Looks pretty good to me!


----------



## BioHazardCustoms (Aug 5, 2009)

Austen, did you ever make an attempt at this project? If so, how did it go?


----------



## ezekiel (Jun 8, 2009)

I would be curious if you attempted it also?

If anyone watches the show on travel channel called "Making Monsters" there was an episode recently where they did something very similar. The name of the episode is "Mirror, Mirror Giant Zombie".

The biggest thing I can see for this is making sure the guests are in the proper viewing area to restrict their viewing angle. They used a very clever scene in front to help hide the mirrors and supporting structure.


----------



## austenandrews (Aug 22, 2010)

I never got around to trying it. I've done some mirror illusions but the two-way mirror part requires more effort than my usual pre-project tinkering. This year I'm building a lot of new infrastructure; once that's done, I'll have more liberty to work on a photo-op gag.
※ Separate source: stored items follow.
Issue #4592, opened 2022-10-28
Can't cast to enum in index/constraint


msullivan:
```
scalar type OrderStatus extending enum<open, submitted, processing, complete, canceled>;

type Order {
  required property status -> OrderStatus;
  constraint exclusive on ((OrderStatus.open in .status));
}
```
produces `InternalServerError: functions in index expression must be marked IMMUTABLE`

It looks the problem is that the actual postgres-side cast is not marked IMMUTABLE.

EdgeQL creates casts to enums as immutable, even if they are legitimate casts that could fail. Even if we didn't, we would certain want this sort of *literal reference that cannot possibly fail* to be IMMUTABLE.

Not sure if there is a good way to fix this, though? Introduce wrapper casting functions for enums that we explicitly mark as IMMUTABLE?

msullivan:
It looks like array/string indexing has the same problem, since `_index` gets inferred as STABLE. That should be easy to fix though.

PR #4760, opened 2022-12-02
Immutable index

aljazerzen:
Fixes the comment from #4592

### DIFF
--- a/edb/pgsql/metaschema.py
+++ b/edb/pgsql/metaschema.py
@@ -1998,8 +1998,9 @@ class ArrayIndexWithBoundsFunction(dbops.Function):
             args=[('val', ('anyarray',)), ('index', ('bigint',)),
                   ('detail', ('text',))],
             returns=('anyelement',),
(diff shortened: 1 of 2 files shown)


aljazerzen:
When approved, I'll add the patch for backporting

aljazerzen:
Wait, should this also apply to `std::_slice`?

elprans:
> Wait, should this also apply to `std::_slice`?

Yes

msullivan:
I tested `_slice` at some point and it seemed fine? Add tests, I guess, but it might not need a change

msullivan (approved):

msullivan:
Or wait, should we just make raise_on_null immutable?

aljazerzen:
> Or wait, should we just make raise_on_null immutable?

I think we don't:

https://github.com/edgedb/edgedb/blob/immutable-index/edb/pgsql/metaschema.py#L1208-L1215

If someone else does this though, I'm dying to see the results.


----------



## Dead Things (Apr 4, 2009)

Two way mirrors are very expensive, at least up here in Canada. I have used mirror film for cars with great success, although it adheres way better to glass than it does to plexiglass. Relatively inexpensive, $25 got me enough to do two 18" x 18" squares.


----------



## z0mbie st0mp (Oct 9, 2010)

This illusion does not require two-way mirrors... You just need 2 regular mirrors


----------



## ATLfun (Oct 12, 2012)

This is such a great illusion. The tutorial link earlier in the thread is broken. I searched the monsterlist and youtube and did not find a "how to."
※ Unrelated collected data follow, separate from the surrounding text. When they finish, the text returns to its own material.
PR #4761, opened 2022-12-02
Add documentation contributing guidelines

raddevon:
I've created some basic guidelines for contributing to our documentation. Would love to get feedback on what is here. I'm sure I've missed some things.

I've been collecting some style considerations as well with the idea of creating a style guide, and I think this is the logical place to expose those.

Since this file is intended to be contributing guidelines generically (not specific to documentation), I think it would make sense to write up and include a basic set of guidelines for contributing code here as well. I don't feel like I'm prepared to do that on my own, but I'm happy to collaborate on it.

### DIFF
--- a/CONTRIBUTING.rst
+++ b/CONTRIBUTING.rst
@@ -1,0 +1,57 @@
+How to contribute to EdgeDB
+===========================
+
+Thank you for contributing to EdgeDB! We love our open source community and
+want to foster a healthy contributor ecosystem.
+
+To make sure the project can continue to improve quickly, we have a few
+guidelines designed to make it easier for your contributions to make it into
+the project.
+
+Contributing documentation
+--------------------------
+
+- **Avoid changes that don't fix an obvious mistake or add clarity.** This is
+  subjective, but try to look at your changes with a critical eye. Do they fix
+  errors in the original like misspellings or typos? Do they make existing
+  prose more clear or accessible while maintaining accuracy? If you answered
+  "yes" to either of those questions, this might be a great addition to our
+  docs! If not, consider starting a discussion instead to see if your changes
+  might be the exception to this guideline before submitting.
+- **Keep commits and pull requests small.** We get it. It's more convenient to
+  throw all your changes into a single pull request or even into a single
+  commit. The problem is that, if some of the changes are good and others don't
+  quite work, having everything in one bucket makes it harder to filter out the
+  great changes from those that need more work.
+- **Make spelling and grammar fixes in a separate pull request from any content
+  changes.** These changes are quick to check and important to anyone reading
+  the docs. We want to make sure they hit the live documentation as quickly as
+  possible without being bogged down by other changes that require more
+  intensive review.
+
+Documentation style
+~~~~~~~~~~~~~~~~~~~
+
+- **Lines should be no longer than 79 characters.**
+- **Remove trailing whitespace or whitespace on empty lines.**
+- **Surround references to parameter named with asterisks.** You may be tempted
+  to surround parameter names with double backticks (````param````). We avoid
+  that in favor of ``*param*``, in order to distinguish between parameter
+  references and inline code (which *should* be surrounded by double
+  backticks).
+- **EdgeDB is singular.** Choose "EdgeDB is" over "EdgeDB are" and "EdgeDB
+  does" over "EdgeDB do."
+- **Use American English spellings.** Choose "color" over "colour" and
+  "organize" over "organise."
+- **Use the Oxford comma.** When delineating a series, place a comma between
+  each item in the series, even the one with the conjunction. Use "eggs, bacon,
+  and juice" rather than "eggs, bacon and juice."
+- **Write in the simplest prose that is still accurate and expresses everything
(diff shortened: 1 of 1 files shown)


CONTRIBUTING.rst
```diff
@@ -0,0 +1,57 @@
...
+- **Keep commits and pull requests small.** We get it. It's more convenient to
+  throw all your changes into a single pull request or even into a single
+  commit. The problem is that, if some of the changes are good and others don't
+  quite work, having everything in one bucket makes it harder to filter out the
+  great changes from those that need more work.
+- **Make spelling and grammar fixes in a separate pull request from any content
+  changes.** These changes are quick to check and important to anyone reading
+  the docs. We want to make sure they hit the live documentation as quickly as
+  possible without being bogged down by other changes that require more
+  intensive review.
```
i0bs, line 30: We should give instructions for how to build documentation from source

```suggestion
  intensive review.

Please see EdgeDB's guide for `building documentation <https://www.edgedb.com/docs/guides/contributing#writing-documentation>`_
from source.
```

i0bs (changes requested):
A few questions regarding the proposal:

- There's a `@Contributor` role for EdgeDB's Discord server that only one user has. Would this role continue to be handed out for those who make precedential contributions to the project? Should we have a section clarifying the role and how contributions correlate to receiving it?
- Guidelines are mentioned as different sections for documentation, but there are no requirements. Should users be creating Issues first and then create a Pull Request? Do they need to have any additional tools for code-related contributions, e.g. compiler changes needing to compare benchmark scores?

Some suggestions for adding sections:

- Having a section dedicated to explaining commit style and size may help. Some common questions that could be asked:
  - Do you use [conventional commits?](https://www.conventionalcommits.org/en/v1.0.0/#specification)
  - What's the maximum preferred amount of commits allowed in a Pull Request?
  - What are exceptions (if any) to a Pull Request allowing it to be large, e.g. making wide scale changes to compiler logic?
- General guidelines/requirements for EdgeDB, including all other client libraries, could be kept separate from dedicated sections for documentation, code and etc.

aljazerzen (approved):

zackelan (approved):

raddevon:
> * There's a `@Contributor` role for EdgeDB's Discord server that only one user has. Would this role continue to be handed out for those who make precedential contributions to the project? Should we have a section clarifying the role and how contributions correlate to receiving it?

I'm not seeing this role currently in the Discord.
 
> * Guidelines are mentioned as different sections for documentation, but there are no requirements. Should users be creating Issues first and then create a Pull Request? Do they need to have any additional tools for code-related contributions, e.g. compiler changes needing to compare benchmark scores?

I don't want to be super heavy handed here if we can help it. Maybe adding this under the first two paragraphs addresses your concern? I'm open to other suggestions.

```rest
These are guidelines rather than hard rules. If you want to submit a pull
request that strays from these, it might be a good idea to start a discussion
about it first. Otherwise, it's likely your pull request will not be merged.
```

> Having a section dedicated to explaining commit style and size may help. Some common questions that could be asked:
>       
>  * Do you use [conventional commits?](https://www.conventionalcommits.org/en/v1.0.0/#specification)

This seems to me like a heavy burden to put on contributors. Let's try something looser to start, and we can tighten it up if it's becoming too much of a burden. If the commit subject tells me what was done and the body tells me why (where that's not self-evident), I'm good with that.

>  * What's the maximum preferred amount of commits allowed in a Pull Request?

I'm not sure if there's a way to set a maximum that makes sense. Seems like anything would be arbitrary. I've talked to the team though, and it sounds like we want every PR to be addressing an issue in Github. That might provide a mechanism for us to suggest a scope for a PR that would avoid the problem of very large PRs.

>  * What are exceptions (if any) to a Pull Request allowing it to be large, e.g. making wide scale changes to compiler logic?

This could also be addressed in the issue discussion.

>  * General guidelines/requirements for EdgeDB, including all other client libraries, could be kept separate from dedicated sections for documentation, code and etc.

My thinking is that we could provide a set of guidelines that are general enough that they could apply equally to any repo. I'd like to iron those out here and then roll them out across the repos. If we start finding that individual projects have their own needs when it comes to contributing guidelines, we can start to diverge them at that point. To start, I'd like to focus on getting something fairly generic in place that balances making it easy for maintainers to review PRs against any additional burden placed on contributors. My hope is that we can do that without getting so specific as to necessitate dramatically different guidelines from one project to the next.

i0bs (approved):

i0bs:
```
These are guidelines rather than hard rules. If you want to submit a pull
request that strays from these, it might be a good idea to start a discussion
about it first. Otherwise, it's likely your pull request will not be merged.
```

This works, yeah. Main thought for suggestion is so Issues can be used for tracking something while keeping review discussion separate in the Pull Request

elprans (approved):

raddevon:
Guidelines for contributing code are a little thin, but that's awesome if they're sufficient as they are. I want the guidelines to be as minimal as they can be.

I'll leave this open for a while in the event anyone has further input. Otherwise, I intend to merge on Monday.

I get the basics of the trick, but can anybody point me to a well done video or pics of the construction.

This trick is certainly going on the list.

Here is another video of the illusion set-up for a home haunt using a Halloween theme:






.


----------



## RoxyBlue (Oct 6, 2008)

Google image search gave me this:

http://i190.photobucket.com/albums/z46/jekyllhyde7/halfmanillusion.jpg

I'll recommend you save a copy of the picture since it's in someone's Photobucket account and could disappear some day.


----------



## ATLfun (Oct 12, 2012)

Thank you for the assistance, RB. I would still love to find an actual process build with photographs or video, since I am construction challenged. :zombie:

I just have a feeling that the mirror placement will be harder than it looks. Plus I would like to get an idea how big the mirrors should be and the best way to support them.
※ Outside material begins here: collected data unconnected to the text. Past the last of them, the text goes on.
PR #4773, opened 2022-12-05
Fix: reset schema

### LINKED ISSUE #4766: `RESET SCHEMA TO INITIAL` leaves database in broken state
Somehow the schema version id (`__schema_version__`/`edgedb."_SchemaSchemaVersion"`) stored in the database is getting fouled up after running `RESET SCHEMA TO INITIAL`, such that subsequent DDL commands produce
```
edgedb.errors.TransactionSerializationError: Cannot serialize DDL: 0f51bd2b-72aa-11ed-9fc6-61c4bb93e1e1
```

Still a killer illusion. I would think that it would make a great entry way prop. I bet the little kids would go bonkers trying to figure it out.


.


----------



## ATLfun (Oct 12, 2012)

Actually, where I am getting lost is why doesn't the mirror reflect the gentleman's arms in the video that I posted. In the Texas Barker vid, the gentleman seems to be making an effort to keep his arms higher than the mirror. But in the Halloween vid, the guys lowers his arms further down.


.


----------



## RoxyBlue (Oct 6, 2008)

This video from Making Monsters might help. It's the giant mirror illusion they built:

http://www.travelchannel.com/video/mirror-mirror-giant-zombie

The arms may not reflect in the Halloween video because of the angle of the mirrors.


----------



## [email protected] (Aug 25, 2012)

The Halloween version doesn't seem to be accomplished with mirrors. It looks like he's on his stomach facing the audience (superman style), where he joins up with the fake portion of his body & spine.


----------



## ATLfun (Oct 12, 2012)

[email protected] said:


> The Halloween version doesn't seem to be accomplished with mirrors. It looks like he's on his stomach facing the audience (superman style), where he joins up with the fake portion of his body & spine.


Good eye. There is a break in the moving boxes behind the prop where his body would be lying. That makes a lot of sense because he seemed to have a wider range or arm movement than a typical spill your guts or half man illusion.

.


----------



## ATLfun (Oct 12, 2012)

The State Fair Barker might be the same way. Do you notice how far back the tent goes behind the half-man box? Also, you would think that the flash from cameras/cell phones would highlight any mirror usage. In a haunt you would not have that problem.



.


----------